Going down the listing below, print exactly each line from the one with "Read DynamoDB NULL as None" up to and including the one with "Addresses https://github.com/guardian/scanamo/issues/49", and skip the rest.

**Extracted information:**
******

PR #65, opened 2016-09-20
Read DynamoDB NULL as None

philwills:
This is complicated by the fact that the Java client's API returns a boxed Boolean which is `null` if no NULL value is set. Using an explicit `Boolean.unbox`, so that `null` evaluates to `false`is the least clumsy workaround I can find for this.


philwills:
`x => x.isNULL == null || !x.isNULL` is a possible alternative, which might be a little more explicit.

philwills:
Addresses https://github.com/guardian/scanamo/issues/49

PR #67, opened 2016-10-25
`Xor` -> `Either`

philwills:
With `Either` becoming left-biased in Scala 2.12, cats is moving away from `Xor`. This is a very literal replacement to try and stay ahead of that change.

As part of a future change, I'd like to represent more errors as values, but this change doesn't address that.


rtyley:
> With Either becoming left-biased in Scala 2.12

That's right-biased, right?

https://github.com/typelevel/cats/issues/1192
http://www.scala-lang.org/api/2.12.x/scala/util/Either.html

philwills:
@rtyley yes, you're right, it's right

rtyley:
Right

PR #69, opened 2016-11-09
2.12 support

philwills:


mchv:
Nice! not so many changes at the end

philwills:
@mchv there are a few more things that can probably be changed to improve things, like moving from `traverseU` to `traverse`, but I thought I'd keep this minimal to get support out.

******

**Solution to this problem:**
Read DynamoDB NULL as None

philwills:
This is complicated by the fact that the Java client's API returns a boxed Boolean which is `null` if no NULL value is set. Using an explicit `Boolean.unbox`, so that `null` evaluates to `false`is the least clumsy workaround I can find for this.


philwills:
`x => x.isNULL == null || !x.isNULL` is a possible alternative, which might be a little more explicit.

philwills:
Addresses https://github.com/guardian/scanamo/issues/49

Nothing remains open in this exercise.